My passion for food started in high school.  My home economics teacher recognized my potential and invited me to chaperone a tour of the South Seattle Community College Culinary Arts program. I enrolled the next quarter and started on my food adventure. While attending Culinary School, I gained experience working at the Columbia Tower Club, Chandlers and The Crab Pot in Seatte. Once I completed the program I was offered a position as the chef at my aunt's Bed and Breakfast in Prosser, WA.  This concpet was well ahead of it's time.  I was able to create French style cuisine and work with local wineries to make wine pairings.  At the time, Prosser only had around 4 wineries (it now has somewhere in the neighborhood of 35).
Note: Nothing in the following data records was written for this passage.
PR #401, opened 2021-01-26
RF-20670 Locate the rainforest binary from the executable

jbarber:
Use `os.Executable()` (golang >=1.8) to get the path to the RF CLI when
re-execing it for reruns. This can fail if the file is moved, but it
doesn't seem to be possible to exec based on a FD reliably, so this is
probably good enough.

### DIFF
--- a/runner.go
+++ b/runner.go
@@ -262,8 +262,13 @@ func monitorRunStatus(c cliContext, runID int) error {
 				remainingReruns := c.Uint("max-reruns") - rerunAttempt
 				if remainingReruns > 0 {
 					cmd, _ := buildRerunArgs(c, runID)
+					path, err := os.Executable()
+					if err != nil {
+						return cli.NewExitError(err.Error(), 1)
+					}
+
 					log.Printf("Rerunning %v, attempt %v", runID, rerunAttempt+1)
-					exec_err := syscall.Exec("rainforest-cli", cmd, []string{})
+					exec_err := syscall.Exec(path, cmd, []string{})
 					if exec_err != nil {
 						return cli.NewExitError(exec_err.Error(), 1)
 					}


jbarber:
Tested against RF with:
```
go build
mv rainforest-cli foo
RAINFOREST_API_TOKEN=.... ./foo run --skip-update --run-group 8495 --max-reruns=1
```

and checked that the binary was found for the rerun.

maciejgryka (approved):

BlankMatter:
Thank you for the quick fix Jonathan. As a suggestion the binary in the zip / tar file on the download page should be renamed rainforest-cli then if that is the general convention for the binary naming?

Here are the details on how to reproduce this:
 
The concrete issue is that following the instructions in the Readme the file gets unziped to a binary called "rainforest". According to Johnathan the binary needs to be called rainforest-cli otherwise it won't find itself to execute on a re-run.

This can be easily reproduced by:
1. Follow the download instructions in the readme file which leads to this page and following steps:
https://dl.equinox.io/rainforest_qa/rainforest-cli/stable
`
    curl -O https://bin.equinox.io/c/htRtQZagtfg/rainforest-cli-stable-darwin-amd64.zip
    unzip rainforest-cli-stable-darwin-amd64.zip -d /usr/local/bin
`
2. Unzip the binary and call the tests with the command `rainforest run <your env parameters> --max-reruns 3`

Result:
The test suit will run properly but when it fails it will only print an output of "path not found".

The generic message also made it hard to figure out what's actually going on, where I first assumed that the binary can't access the docker container after writing files for example.

jbarber:
@BlankMatter yep - I'll be looking at renaming things tomorrow, my concern with doing that is that it could break other people's build process if the binary is changed from rainforest => rainforest-cli and if they're grabbing `$LATEST`, so I want to make sure that I've considered the consequences before I do that.

jbarber:
Confirmed docker images works with this change:
```
$ docker images gcr.io/rf-public-images/rainforest-cli
REPOSITORY                              TAG     IMAGE ID      CREATED      SIZE
gcr.io/rf-public-images/rainforest-cli  latest  e9a24100b99f  3 hours ago  17.7 MB
$ docker run gcr.io/rf-public-images/rainforest-cli --version
Rainforest CLI version 2.18.1 - build: docker
$ docker run gcr.io/rf-public-images/rainforest-cli --skip-update  --token=94abf76cbde58d48336cae2358161957 run  --run-group 8495 --max-reruns=1
...
2021/01/27 14:15:08 Run 685803 is in_progress and is 50% complete
2021/01/27 14:15:13 Run 685803 is in_progress and is 50% complete
2021/01/27 14:15:24 Run 685803 is now complete and has failed   
2021/01/27 14:15:24 Rerunning 685803, attempt 1                 
2021/01/27 14:15:25 Run 685804 has been created.             
2021/01/27 14:15:26 Run 685804 is validating and is 0% complete
2021/01/27 14:15:31 Run 685804 is validating and is 0% complete
2021/01/27 14:15:37 Run 685804 is in_progress and is 0% complete
...
```

PR #402, opened 2021-01-27
RF-20682 Remove travis config

jbarber:
The build statuses from Travis don't appear to be getting back to
Github, and I'm not sure why we're building on both Travis and CircleCI.
Plus Travis are deprecating travis-ci.org and I don't want to do the
work to move over.

So remove Travis as a CI/CD platform.


jbarber:
Before merging this, remove the Travis webhook from the repo settings as well.

jbarber:
@ukd1 is there a good reason to keep building the CLI on both Circle and Travis? If not, I'd like to remove Travis from the build process.

magni- (approved):
🔥

PR #407, opened 2021-05-13
Adding run metadata / getting ready for CI specific output

ukd1:


gittrigger/gittrigger.go
```diff
@@ -35,12 +35,36 @@ func (g *gitTrigger) getLatestCommit() error {
...
+
+	if err != nil {
+		return "", err
+	}
+	remote_name := strings.TrimSpace(out.String())
+
+	out.Reset()
+	cmd.Stdout = &out
+
+	cmd = exec.Command("git", "remote", "get-url", "--all", remote_name)
```
ubergeek42, line 52: This worries me a bunch, since this could return a url like `http://user:pass@examplegitserver/repo.git`, and imo that's far too sensitive/risky.

gittrigger/gittrigger.go
```diff
@@ -35,12 +35,36 @@ func (g *gitTrigger) getLatestCommit() error {
 	return nil
 }
 
-func (g gitTrigger) checkTrigger() bool {
+func (g *gitTrigger) GetRemote() (string, error) {
+	var out bytes.Buffer
+	cmd := exec.Command("git", "remote")
```
ubergeek42, line 40: This can return multiple lines if you have more than one remote.

ubergeek42 (commented):
What is the use case for capturing the git remote?

gittrigger/gittrigger.go
ukd1: Great point; forgot some people don't use ssh keys - I'll parse it, strip any creds.

gittrigger/gittrigger.go
ukd1: Thanks, good catch

ukd1: Fixed in 1b02355

gittrigger/gittrigger.go
ukd1: Fixed in 1b02355

ukd1:
@ubergeek42 it's so that we can suggest / enable / develop better integrations - e.g. via linking up commits, or PRs with test results --> the correct repo. The CI info is for the same; suggesting a customer should use the Circle ORB, or equivalent.

rainforest/rainforest.go
```diff
@@ -113,7 +123,30 @@ func (c *Client) NewRequest(method, urlStr string, body interface{}) (*http.Requ
 
 	// Set UserAgent header with appended library version, will look like:
 	// "rainforest-cli/2.1.0 [rainforest golang lib/2.0.0]"
-	composedUserAgent := c.UserAgent + " [rainforest golang lib/" + libVersion + "]"
+	userAgent := []string{"rainforest", "golang", "lib/" + libVersion}
+
+	if c.SendTelemetry {
```
jbarber, line 128: Sending this info in the user agent is going to make parsing it harder over time, is there a reason to not send it via `X-` headers? 

This would also make this code simpler as we could just do:
```
if c.SendTelemetry {
  found, ci_name := detectci.WhichCI()
  if found {
    req.Header.Set('X-RF-CI-ENV', ci_name)
  }
  ...
}
```

gittrigger/gittrigger.go
```diff
@@ -14,18 +14,18 @@ type gitTrigger struct {
...
+	err := newGit.GetLatestCommit()
 	if err != nil {
 		return gitTrigger{}, err
 	}
 	return newGit, nil
 }
 
-func (g *gitTrigger) getLatestCommit() error {
-	cmd := exec.Command("git", "log", "-1", "--pretty=%B")
+func (g *gitTrigger) GetLatestCommit() error {
```
jbarber, line 26: Not sure if this should be exported as the result of it is already exposed via the `gitTrigger` struct as part of the object construction?

gittrigger/gittrigger.go
```diff
@@ -35,12 +35,36 @@ func (g *gitTrigger) getLatestCommit() error {
 	return nil
 }
 
-func (g gitTrigger) checkTrigger() bool {
+func (g *gitTrigger) GetRemote() (string, error) {
```
jbarber, line 38: Because the remotes aren't part of the `gitTrigger` struct this function isn't really part of the GitTrigger package? Not really a hard objection here because this module is confusing to me.

jbarber (commented):
Sending the CI env is fine and seems relatively uncontroversial to me.

The remotes stuff seems complicated and I'm not sure we can do anything useful with it ATM? Linking to branches/commits in e.g. GH would be cool, but to do that I think you'd need to have at least the commit SHA (and/or the branch info?), which isn't captured here. Normally (?) this info is exposed via an environment variable as well (e.g. `CIRCLE_PULL_REQUESTS`) - so getting it via that would probably be less risky than mucking about with `git` internals - plus it'd support non-git CVS.

ukd1:
> Sending the CI env is fine and seems relatively uncontroversial to me.
> 
> The remotes stuff seems complicated and I'm not sure we can do anything useful with it ATM? Linking to branches/commits in e.g. GH would be cool, but to do that I think you'd need to have at least the commit SHA (and/or the branch info?), which isn't captured here. Normally (?) this info is exposed via an environment variable as well (e.g. `CIRCLE_PULL_REQUESTS`) - so getting it via that would probably be less risky than mucking about with `git` internals - plus it'd support non-git CVS.

But, this would only work for CIRCLE - each CI works differently. Git is more popular than Circle. Also, if (and when) this fails, it doesn't crash, it just continues.

gittrigger/gittrigger.go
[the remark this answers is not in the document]
ukd1: I think this is wrong - I'm specifically asking for a single remote name; and you can't have multiple with the same name.

gittrigger/gittrigger.go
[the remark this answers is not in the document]
ukd1: I could, but I want to just get the current one, not all of them.

gittrigger/gittrigger.go
```diff
@@ -35,12 +35,36 @@ func (g *gitTrigger) getLatestCommit() error {
...
+	cmd.Stdout = &out
+
+	cmd = exec.Command("git", "remote", "get-url", "--all", remote_name)
+	cmd.Stdout = &out
+	err = cmd.Run()
+	if err != nil {
+		return "", err
+	}
+
+	return strings.TrimSpace(strings.Split(strings.ReplaceAll(out.String(), "\r\n", "\n"), "\n")[0]), nil
```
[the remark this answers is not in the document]
ukd1: Well, this imho is actually not needed - I left it in just incase. The way I am doing it there will only ever be one returned; @ubergeek42 already commented the same, I wrote this + the tests and couldn't replicate two lines coming back.

rainforest/rainforest.go
ukd1: @jbarber as I want to get it done, and see if it works; if parsing it out via stack driver is too bad, I'll end up changing this to a header, or some other-way and storing it more explicitly - not just invthe log.

gittrigger/gittrigger.go
ukd1: @jbarber good spot; fixed by 77d6773da8b07082af6edf316daadde9e82e1aee

gittrigger/gittrigger.go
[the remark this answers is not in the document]
jbarber: The following is the situation I believe the code can't handle:
```
git init bar
cd bar
git remote add foo https://example-foo.com
git remote add moo https://example-moo.com
git remote get-url --all $(git remote)
```

This fails with:
```
usage: git remote get-url [--push] [--all] <name>

    --push                query push URLs rather than fetch URLs
    --all                 return all URLs
```
because `git remote` has multiple lines and my understanding of the `Trimspace` call on L47 is that it remotes leading + trailing spaces.

gittrigger/gittrigger.go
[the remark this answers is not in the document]
jbarber: My comment isn't about returning more than one origin's URL, it's whether we're returning the correct upstream origin for this branch.

rainforest/rainforest.go
jbarber: Ah, I thought you were going to do the parsing in the main app. If you've only got access to the User-Agent, then sticking it there makes sense.

ukd1: @jbarber yah - I figured getting this out, then using that first would be easiest. If it's crap, I'll move it.

gittrigger/gittrigger.go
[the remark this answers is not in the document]
ukd1: @jbarber ok, good catch - I was trying to add two remotes with the same name, not two remotes. Will fix.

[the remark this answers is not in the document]
ukd1: @jbarber fixed by 27bfb66ac3bc2aa7b9725b97e44658b1bab93e0c

gittrigger/gittrigger.go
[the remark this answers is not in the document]
ukd1: Addressed in 27bfb66ac3bc2aa7b9725b97e44658b1bab93e0c; still might not be the correct one - but most likely folks run one, and or use the same service for upstream. Making this perfect isn't the aim - getting enough data to work out where we need to integrate better is, and what we should support better.

gittrigger/gittrigger.go
```diff
@@ -35,12 +35,36 @@ func (g *gitTrigger) getLatestCommit() error {
 	return nil
 }
 
-func (g gitTrigger) checkTrigger() bool {
+func (g *gitTrigger) GetRemote() (string, error) {
+	var out bytes.Buffer
+	cmd := exec.Command("bash", "-c", "git remote | head -n 1")
```
ubergeek42, line 40: This probably isn't perfect, but good enough. Depending on the alphabetical ordering the first remote may not be the real remote. Terrible example to demonstrate:
```
$ git clone https://github.com/rainforestapp/rainforest-cli.git .
$ git remote add aaa http://example.org
$ git remote
aaa
origin
```

You'd need to do something like this SO question to be truly correct: https://stackoverflow.com/questions/12609415/find-out-which-remote-a-local-branch-is-tracking, but it gets tricky because it seems some of the commands are only supported with certain versions of git (though the question is old-ish so maybe we can just assume it'd always work)


Also, I don't think this needs to assume bash? Or avoid shell shenanigans entirely and get the last line using go directly (like you do further down to get the first line from the `git remote get-url` command).
```suggestion
	cmd := exec.Command("sh", "-c", "git remote | head -n 1")
```

jbarber, line 40: I don't think bash is available on OSX anymore by default, it's less likely to be present in containers as well. Won't work on Windows on command.com either (although I guess that's a niche use case). Stealing from your code below (and untested):

```suggestion
	cmd := exec.Command("git", "remote")
	cmd.Stdout = &out
	err := cmd.Run()

	if err != nil {
		return "", err
	}
	remote_name := strings.TrimSpace(strings.Split(strings.ReplaceAll(out.String(), "\r\n", "\n"), "\n")[0])
```

rainforest/rainforest.go
```diff
@@ -113,7 +123,30 @@ func (c *Client) NewRequest(method, urlStr string, body interface{}) (*http.Requ
...
+
+		var remote string
+		git, err := gitTrigger.NewGitTrigger()
+		if err == nil {
+			remote, err = git.GetRemote()
+			if err == nil {
+				u, err := giturls.Parse(remote)
+				if err == nil {
+					// Strip the user details, if any
+					u.User = nil
```
ubergeek42, line 142: It'd be nice if we had a test to explicitly make sure this is working properly (and avoid shipping a change which accidentally results in sending the user details later on)

ubergeek42 (approved):
Seems fine, a couple comments remain.

jbarber (approved):
Would suggest changing the `git remote | head` part to avoid shell where possible.

gittrigger/gittrigger.go
jbarber: Yeah, bash is very possibly not available in containers + new OSX releases. `|` will fail under `command.com` - although that's prolly niche for us.

jbarber:
> > Sending the CI env is fine and seems relatively uncontroversial to me.
> > The remotes stuff seems complicated and I'm not sure we can do anything useful with it ATM? Linking to branches/commits in e.g. GH would be cool, but to do that I think you'd need to have at least the commit SHA (and/or the branch info?), which isn't captured here. Normally (?) this info is exposed via an environment variable as well (e.g. `CIRCLE_PULL_REQUESTS`) - so getting it via that would probably be less risky than mucking about with `git` internals - plus it'd support non-git CVS.
> 
> But, this would only work for CIRCLE - each CI works differently. Git is more popular than Circle. Also, if (and when) this fails, it doesn't crash, it just continues.

Yeah I was worried about crashes on first review, but then saw you handled all the errors conditions.

Agreed git is more popular, can't really comment on the approach because it's not clear to me what the use case is.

While there, I was voted Lower Valley's Favorite Chef.  Since then, I have built my reputation on quality and flavor.  My wife and I opened our own restaurant in downtown Prosser in 2010.  Tuscany Downtown served rustic bistro style Italan cuisine.  We specialized in wine and food pairings and made great partnerships with the local wineries.  While we decided to close the restaurant in 2013 we continue to be passionate about the food we created and the relationships we formed with the local businesses, residents and tourists. 

 

After returning to the Prosser area on several visits, we realized how missed Tuscany Downtown is.  People crave the simple but impactful flavors.  So, we decided to bring those flavors back in the form of a mobile bistro and catering company.  That is how Ciao Wagon came to be.  In 2020 we were approached and committed to the idea of opening a restaurant in the new Osprey Point Marketplace going in at the Port of Pasco once construction is complete.  We are still committed to this and plan to open Ciao Kitchen as a casual fine dining restauraunt and full bar. 

 

In 2020 I was diagnoed with COVID Pnuemonia and spent 2 months in the hospital and in an induced coma for some of that time being on a resperator.  I was given a a very dim prognosis and the oppurtunity to recieve ECMO as an experimental treatment.  After recieving that treatment, my recovery began.  While in the hospital, all I had was time to think.  My passion for food was renewed and refreshed.  I was mentally making recepies and plans for the future.  Recovery has been difficult but rewarding as I have had much to be grateful for and much to look forward to.  In the summer of 2021 we were approached by a local building owner about possibily opening a location in downtown Pasco.  We thought this would be a fantastic oppurtunity to offer some of our favorite Ciao Wagon dishes on a regular consistant basis to our customer base. Ciao Trattoria was born.  The Trrattoria is a fresh food served quickly concept with the ability to eat in.